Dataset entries
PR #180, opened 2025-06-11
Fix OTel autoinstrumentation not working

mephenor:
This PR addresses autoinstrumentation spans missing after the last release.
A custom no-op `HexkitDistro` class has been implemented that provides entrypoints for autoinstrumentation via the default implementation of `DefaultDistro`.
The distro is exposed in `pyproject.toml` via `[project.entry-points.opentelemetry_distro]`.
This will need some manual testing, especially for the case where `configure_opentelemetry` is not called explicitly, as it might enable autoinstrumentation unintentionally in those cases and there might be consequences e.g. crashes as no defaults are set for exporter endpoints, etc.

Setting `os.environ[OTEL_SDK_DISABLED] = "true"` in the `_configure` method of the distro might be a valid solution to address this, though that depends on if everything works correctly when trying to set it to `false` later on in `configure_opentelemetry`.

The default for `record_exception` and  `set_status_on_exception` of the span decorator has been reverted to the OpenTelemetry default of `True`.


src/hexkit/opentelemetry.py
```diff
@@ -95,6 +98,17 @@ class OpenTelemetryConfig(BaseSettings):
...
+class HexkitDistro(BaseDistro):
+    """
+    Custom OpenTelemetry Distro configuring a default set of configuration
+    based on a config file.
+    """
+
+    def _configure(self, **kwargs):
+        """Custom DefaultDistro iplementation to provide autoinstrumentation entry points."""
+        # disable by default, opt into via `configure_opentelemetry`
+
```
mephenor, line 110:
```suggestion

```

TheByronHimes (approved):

...

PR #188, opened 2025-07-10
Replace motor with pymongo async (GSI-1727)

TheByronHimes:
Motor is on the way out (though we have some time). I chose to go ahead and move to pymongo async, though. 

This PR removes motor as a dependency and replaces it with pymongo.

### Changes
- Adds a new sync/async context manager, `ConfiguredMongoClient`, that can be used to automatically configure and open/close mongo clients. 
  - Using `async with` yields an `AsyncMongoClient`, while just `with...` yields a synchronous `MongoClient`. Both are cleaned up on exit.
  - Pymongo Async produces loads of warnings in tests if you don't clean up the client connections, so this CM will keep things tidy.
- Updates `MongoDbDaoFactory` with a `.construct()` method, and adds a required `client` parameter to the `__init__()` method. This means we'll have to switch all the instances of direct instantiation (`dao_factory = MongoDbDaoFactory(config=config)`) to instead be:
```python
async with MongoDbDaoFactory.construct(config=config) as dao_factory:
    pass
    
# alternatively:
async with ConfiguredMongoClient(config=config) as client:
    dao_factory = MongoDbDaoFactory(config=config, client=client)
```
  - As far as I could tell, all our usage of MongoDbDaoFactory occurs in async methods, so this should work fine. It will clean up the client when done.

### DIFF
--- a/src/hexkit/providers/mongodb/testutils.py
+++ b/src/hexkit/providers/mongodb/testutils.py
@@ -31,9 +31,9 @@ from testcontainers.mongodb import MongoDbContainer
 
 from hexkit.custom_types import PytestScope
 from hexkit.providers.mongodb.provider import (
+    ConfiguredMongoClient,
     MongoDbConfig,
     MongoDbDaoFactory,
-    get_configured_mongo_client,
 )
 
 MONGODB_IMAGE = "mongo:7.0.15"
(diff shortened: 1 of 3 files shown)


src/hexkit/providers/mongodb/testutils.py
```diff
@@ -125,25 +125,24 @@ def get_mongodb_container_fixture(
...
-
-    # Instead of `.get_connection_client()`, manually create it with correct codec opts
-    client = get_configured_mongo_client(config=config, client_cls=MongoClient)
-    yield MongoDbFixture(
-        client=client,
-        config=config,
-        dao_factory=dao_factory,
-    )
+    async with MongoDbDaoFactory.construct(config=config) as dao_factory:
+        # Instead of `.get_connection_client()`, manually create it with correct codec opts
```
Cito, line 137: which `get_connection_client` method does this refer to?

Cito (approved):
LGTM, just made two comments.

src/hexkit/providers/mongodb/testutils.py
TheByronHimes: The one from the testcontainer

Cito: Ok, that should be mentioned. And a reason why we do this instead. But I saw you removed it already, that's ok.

* * *

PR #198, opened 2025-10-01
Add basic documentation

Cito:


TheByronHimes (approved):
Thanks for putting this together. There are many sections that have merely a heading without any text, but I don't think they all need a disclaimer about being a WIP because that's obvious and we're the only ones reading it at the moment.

Aim of the task →
Of all the entries above, retype exactly the lines from the line with "from hexkit.providers.mongodb.provider import" to the line with "Cito: Ok, that", both included, and no others.

Answer section →
 from hexkit.providers.mongodb.provider import (
+    ConfiguredMongoClient,
     MongoDbConfig,
     MongoDbDaoFactory,
-    get_configured_mongo_client,
 )
 
 MONGODB_IMAGE = "mongo:7.0.15"
(diff shortened: 1 of 3 files shown)


src/hexkit/providers/mongodb/testutils.py
```diff
@@ -125,25 +125,24 @@ def get_mongodb_container_fixture(
...
-
-    # Instead of `.get_connection_client()`, manually create it with correct codec opts
-    client = get_configured_mongo_client(config=config, client_cls=MongoClient)
-    yield MongoDbFixture(
-        client=client,
-        config=config,
-        dao_factory=dao_factory,
-    )
+    async with MongoDbDaoFactory.construct(config=config) as dao_factory:
+        # Instead of `.get_connection_client()`, manually create it with correct codec opts
```
Cito, line 137: which `get_connection_client` method does this refer to?

Cito (approved):
LGTM, just made two comments.

src/hexkit/providers/mongodb/testutils.py
TheByronHimes: The one from the testcontainer

Cito: Ok, that should be mentioned. And a reason why we do this instead. But I saw you removed it already, that's ok.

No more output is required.